For this update, we will investigate the recent Bitcoin physical filings, see how they may affect the market, and look at trade volumes throughout 2023.
Price (1 June 2023)
Price (30 June 2023)
Bitcoin led the rise in digital assets this month as it reacted to the news of the Bitcoin physical filings, and particularly the news that Blackrock has lodged an application with the SEC for a Bitcoin physical ETF. It is primarily Blackrock’s interest in Bitcoin that drove the market’s positive reaction. After Blackrock, there has been a wave of institutional interest, with other large institutions such as Fidelity, Wisdom Tree, and Invesco also filling applications. Most analysts believe that the SEC’s approval of this round of applications is likely as the applicants have addressed the major concerns cited by the SEC in previous rejections. These include price manipulation protections through market surveillance agreements with Coinbase. However, even if these applications are approved, there are doubts that they will have a significant impact on prices.
JP Morgan is questioning whether the Bitcoin ETF will lead to organic demand (rather than just attempted front-running speculation) as there are already international Bitcoin ETFs which haven’t grown to significant AUM. Also, there are Bitcoin ETFs (based on futures in the US) which have only attracted $1bil of AUM since their launch in late 2021. I believe the JPM view that investors can already have access to Bitcoin has merit, so doubting why a new ETF would make a difference seems correct at first glance. However, I believe they have not factored in how much these large financial institutions are geared to grow AUM by gathering assets and that their marketing teams will aggressively try to raise assets for a newly-launched Bitcoin ETF.

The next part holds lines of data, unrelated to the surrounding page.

PR #2212, opened 2025-05-27
2211: Add info data transfer error message

f1sh1918:
### Short Description

Koblenz wants an additional info if user entitlement can't be found

### Proposed Changes

- adjust text in translation
- add white-space preline to respect new lines in FormAlerts

### Side Effects

- none
### Testing
- Open koblenz pass self service `/erstellen`
- Input form with data that can't be found
- Check for the correct error message and that the message respect new lines

### Resolved Issues

Fixes: #2211


seluianova:
This PR should have been created one PR ago 🙃
image

PR #2214, opened 2025-05-27
Post install restart backend after migration

f1sh1918:
### Short Description

Since we had some issue that after a package update, the backend service was not restarted successful, i added a service restart in the debian package post install step.

### Proposed Changes

- backend service restart in the backend debian package post install step

### Side Effects

- should be none, if migration runs first

### Testing

Only testable when new package will be installed in the server


f1sh1918:
@svenseeberg after merging this and doing the next release we should remove the service restart from salt I guess to avoid duplication

seluianova (approved):
looks good

Issue #2215, opened 2025-05-27
MUISvgIcons are not clearly visible


f1sh1918:
### Steps to Reproduce

1. localhost:3000/erstellen (koblenz)
2. Check the icons on the right corner of the birthday field (CustomDatePicker)
3. See error

<img width="344" alt="Image" src="https://github.com/user-attachments/assets/3d8a8af3-bb00-40ec-90ee-0f24a0a09332" />

### Expected Behavior

Icons should be visible like before

<img width="496" alt="Image" src="https://github.com/user-attachments/assets/668f3c89-4f40-470a-b07f-0afcdd42d92b" />

PR #2216, opened 2025-05-27
2215: MUI SVG Icons not visible

f1sh1918:
### Short Description

Due to the creation of the mui theme and declaring default style palette for Buttons, even the MuiIconButton inherited the default color from the Button.
MuiIconButtons are currently only used for datepickers and can be set to dark gray

### Proposed Changes

- override color for MuiIconButton

### Side Effects

- can have effect on other MuiIconButtons

### Testing

1. Please check for icon buttons in all extensions (mostly datepickers)
2. Also check for the application card (extended) that the icons there still have the text color
3. Check the buttons with icons in the application form to still be correct

### Resolved Issues

Fixes: #2215


bahaaTuffaha (approved):
Tested .. looks good✅

seluianova:
Not related to the current changes, but just in case you want to add a fix for that too. Otherwise I can create a separate issue.
The calendar icon is slightly shifted to the left:
image

seluianova (approved):
lgtm, thanks!

f1sh1918:
> Not related to the current changes, but just in case you want to add a fix for that too. Otherwise I can create a separate issue. The calendar icon is slightly shifted to the left: image

@seluianova yes you can create an issue for that. I even think this will be fixed when we switch to outlined forms also for the application. So i think this is really minor and just temporary

PR #2238, opened 2025-06-02
Fix typos in the application form

seluianova:
### Short Description
We had labels of the buttons in uppercase before and it didn't show that verbs started with uppercase letters.
image
image
image

Alternatively this should be changed to uppercase again, not sure what is more desired?

### Proposed Changes
- fix translations

### Side Effects
no

### Testing
Check labels in the application form

### Resolved Issues
n/a


f1sh1918 (commented):
Looks good. Just one small issue

bahaaTuffaha (approved):

f1sh1918:
> Added translation for attach file button.
> And also fixed description of the attachment. I have just noticed that we use wrong label there - attachment title instead of attachment description.
> image

Yes that may happened during refactoring. 
We just have to ensure that we don't replace a key that will be stored in the database and can't be resolved in the application card anymore @seluianova 

I will have a deeper look tommorow :)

Additionally, as we have discussed before, Bitcoin experiences all the characteristics of a ‘highly reflexive asset’, a term coined by George Soros. As a brief reminder, a reflexive asset is one where investor psychology has the biggest impact, with news and prices creating a strong feedback loop. Therefore, positive institutional ETF news may very well spark the next beginning of a bull run. Another factor at play is thinking through what the ‘pain trade’ is, i.e., what would hurt the most for investors to see? Right now, in my view, the most painful price direction is upwards, as investors have already watched an 80% recovery while not participating. We know they haven’t participated because the recovery has occurred in two of the lowest volume quarters since 2020. The low volume shows how the speed of the recovery has caught most investors by surprise.
We are expecting significant volatility around the launch approval and launch process over the next nine months. The above image shows when the next SEC feedback will happen, which is early September. In terms of tracking the likely outcome, one of the best proxies for gauging the market’s belief in the timing of the approval is the discount of the GBTC trust, which is attempting to convert to an ETF. As of June 29th, it trades at a 29.2% discount to the fair value of its physical holdings (up from a 45% discount in January) as investors have bet on a positive response from the SEC.

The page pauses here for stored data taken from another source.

PR #2249, opened 2025-06-04
1981.2: Approve application for Ehrenamtskarte Bayern

andrew8er:
### Short Description

This PR enables the explicit approval of an entitlement card application. Region managers can now approve (later also reject) an application. An approved application is eligible for the issuance of a card, but can also be deleted if necessary. 

#### Major changes
- backend: Add a DB column `application.status` with the allowed states `Pending`, `Approved`, `ApprovedCardCreated`, `Rejected`. State transitions are checked for plausibility.
- backend: Add a DB column `application.statusResolvedDate`.
- backend: The DB column `application.cardCreated` is folded into `application.status` via the migration.
- backend: Add GraphQL mutation `approveApplicationStatus()`
- backend: Use one single transaction in `CardMutationService.createCardsByCardInfos()`. There are several DB operations in this mutation, and they all can fail, so they should be run in a single transaction.
- API: Deprecate `ApplicationView.cardCreated`.
- API: Add fields `status` and `statusResolvedDate` to type `ApplicationView`.

#### Minor changes

- administration: Remove some unused files.
- administration: Improve the GraphQL code generator config.
- administration: Refactor some areas around application handling.
- administration: Remove a redundant memoization in `<ApplicationsOverview>`.
- backend: Let `ApplicationRepository`'s methods only return entities.
- backend: Remove redundant transactions in `ApplicationRepository`' methods.
- backend: Move the function `isAlreadyVerified()` to class `ApplicationVerificationEntity` as a property.
- backend: Add more test data.

#### Open questions

- administration: Should code accessing the deprecated field `ApplicationView.cardCreated` be refactored?
- backend: There should be some unit tests for the new mutation.

### Side Effects

None

### Testing

- Recreate the DB from scratch and run migrations: `./gradlew db-recreate` (in `/backend`)
- Start backend and administration
- Navigate to http://localhost:3000/applications

### Resolved Issues

Fixes: #1981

With regards to volume, spot trade volumes in crypto dropped to their lowest levels since pre-covid. Binance saw a 70% drop in trade volume; some of this drop is due to recent SEC concerns around the exchange, but also due to the reintroduction of fees on its most liquid BTC pairs. However, it wasn’t the only exchange to suffer from low trade volumes – trade volume on Coinbase, Kraken, OKX and Huobi also fell by over 50% in Q2.
Spot liquidity is a key metric we are watching in the build-up to the ETF announcements and beyond as it will show if the momentum in the market has shifted. We would expect it to climb towards at least 2022 levels and beyond as more investors enter the space.